Today is our 2,194th day in Iraq.

We'll start this morning as we always do, with the latest casualty figures from Iraq and Afghanistan, courtesy of antiwar.com:

American Deaths
Since war began (3/19/03): 4344
Since "Mission Accomplished" (5/1/03): 4205
Since Capture of Saddam (12/13/03): 3881
Since Handover (6/29/04): 3485
Since Obama Inauguration (1/20/09): 116

Other Coalition Troops - Iraq: 325
US Military Deaths - Afghanistan: 829
Other Military Deaths - Afghanistan: 556
Contractor Employee Deaths - Iraq: 1,395
Journalists - Iraq: 331
Academics Killed - Iraq: 423


We find this morning's cost of war passing through:

$ 909, 603, 100, 000. 00


And the irony is not lost on me today that it's 9 billion...isn't that just about what healthcare reform would cost?



Turning our attention to Afghanistan today, we can perhaps take a small measure of pride in the fact that here George Bush did what he said he was going to; democracy has come to this little corner of the world. After all, they just had an election, right?

A funny thing happened along the way. Democracy is meaningless to the ordinary Afghan in the street.
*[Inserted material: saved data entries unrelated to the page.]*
PR #670, opened 2026-03-02
feat(PVSEC-12961): add rh-model-signing to image

jrepucci-rh:
I am currently creating a Konflux task for AI model signing in the [release-service-catalog](https://github.com/konflux-ci/release-service-catalog/tree/development) repo. The preferred way to do this is with the new [Red Hat model-signing tool](https://pypi.org/project/rh-model-signing/0.1.0/#description), which I propose we add to this image.

JIRA link: [PVSEC-12961](https://issues.redhat.com/browse/PVSEC-12961)

### DIFF
--- a/Dockerfile
+++ b/Dockerfile
@@ -68,7 +68,7 @@ RUN dnf -y --setopt=tsflags=nodocs install \
     git \
     git-lfs \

Didn't someone state that we needed to win the hearts and minds of ordinary citizens in order to win the war? If they're asking What has democracy done for me? then we've probably already lost.


Mubaruz Khan didn't bother to vote when Afghans went to the polls in the country's second-ever democratic election last month. He was too busy eking out a living selling cigarettes and soda for $3 a day, and didn't think voting would make a difference in his life.

Millions like Khan stayed home on Aug. 20, a sharp contrast to 2004, when Afghans jammed polling stations to give President Hamid Karzai his first term. Ominous warnings from the Taliban suppressed turnout, but some Afghans said they were also discouraged by the government's failure to halt endemic corruption, spiraling unemployment and crumbling security.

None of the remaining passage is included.